[Source records]
-- -- --

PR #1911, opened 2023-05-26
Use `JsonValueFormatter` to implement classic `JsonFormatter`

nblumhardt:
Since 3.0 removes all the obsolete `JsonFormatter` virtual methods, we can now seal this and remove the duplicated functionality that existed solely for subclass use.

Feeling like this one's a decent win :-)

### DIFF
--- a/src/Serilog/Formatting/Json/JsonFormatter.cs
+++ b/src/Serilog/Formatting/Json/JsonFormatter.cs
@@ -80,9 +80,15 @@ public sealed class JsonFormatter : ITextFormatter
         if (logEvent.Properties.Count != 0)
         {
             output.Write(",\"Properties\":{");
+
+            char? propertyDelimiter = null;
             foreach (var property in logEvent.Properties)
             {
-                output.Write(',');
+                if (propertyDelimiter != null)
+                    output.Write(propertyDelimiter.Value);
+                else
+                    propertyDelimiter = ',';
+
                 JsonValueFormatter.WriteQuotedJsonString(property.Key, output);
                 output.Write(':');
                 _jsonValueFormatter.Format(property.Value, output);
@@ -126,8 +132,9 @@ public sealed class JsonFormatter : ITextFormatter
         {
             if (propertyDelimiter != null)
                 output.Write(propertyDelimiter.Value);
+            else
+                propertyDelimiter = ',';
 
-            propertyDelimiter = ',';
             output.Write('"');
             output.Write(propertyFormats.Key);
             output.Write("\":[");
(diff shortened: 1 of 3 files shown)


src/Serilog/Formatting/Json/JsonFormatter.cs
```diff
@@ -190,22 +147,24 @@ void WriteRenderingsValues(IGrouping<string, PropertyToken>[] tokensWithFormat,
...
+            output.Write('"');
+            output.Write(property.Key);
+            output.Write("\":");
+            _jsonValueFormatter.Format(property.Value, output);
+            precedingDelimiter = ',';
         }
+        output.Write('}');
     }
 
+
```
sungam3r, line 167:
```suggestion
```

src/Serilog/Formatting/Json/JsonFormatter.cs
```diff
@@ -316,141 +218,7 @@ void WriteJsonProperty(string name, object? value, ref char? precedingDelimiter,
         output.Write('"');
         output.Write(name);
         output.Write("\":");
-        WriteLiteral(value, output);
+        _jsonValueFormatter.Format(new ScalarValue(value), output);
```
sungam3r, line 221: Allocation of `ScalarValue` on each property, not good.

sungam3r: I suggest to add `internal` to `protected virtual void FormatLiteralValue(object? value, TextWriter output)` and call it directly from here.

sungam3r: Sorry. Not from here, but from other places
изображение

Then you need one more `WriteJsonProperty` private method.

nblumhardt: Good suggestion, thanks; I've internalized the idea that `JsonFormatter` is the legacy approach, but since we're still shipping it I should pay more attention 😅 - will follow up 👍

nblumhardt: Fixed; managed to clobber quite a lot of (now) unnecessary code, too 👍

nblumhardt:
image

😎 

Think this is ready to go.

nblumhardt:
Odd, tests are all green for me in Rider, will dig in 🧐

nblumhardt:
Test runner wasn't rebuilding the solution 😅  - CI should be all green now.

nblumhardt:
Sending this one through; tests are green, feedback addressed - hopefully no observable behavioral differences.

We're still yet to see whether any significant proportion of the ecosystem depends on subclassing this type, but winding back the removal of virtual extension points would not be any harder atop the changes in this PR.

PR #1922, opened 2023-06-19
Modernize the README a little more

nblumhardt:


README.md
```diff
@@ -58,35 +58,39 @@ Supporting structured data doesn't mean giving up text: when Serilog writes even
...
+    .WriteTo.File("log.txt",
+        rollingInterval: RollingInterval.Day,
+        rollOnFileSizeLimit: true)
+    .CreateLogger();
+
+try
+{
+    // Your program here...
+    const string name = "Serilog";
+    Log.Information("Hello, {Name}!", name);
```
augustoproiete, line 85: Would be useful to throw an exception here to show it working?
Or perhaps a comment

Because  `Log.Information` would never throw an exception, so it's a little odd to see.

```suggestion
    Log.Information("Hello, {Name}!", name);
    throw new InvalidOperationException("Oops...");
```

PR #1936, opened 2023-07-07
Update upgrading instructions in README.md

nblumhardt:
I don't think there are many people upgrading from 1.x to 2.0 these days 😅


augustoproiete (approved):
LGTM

-- -- --

(Your goal):
Count every line of the records that holds the string "throw". Write only the total.

(Written response):
3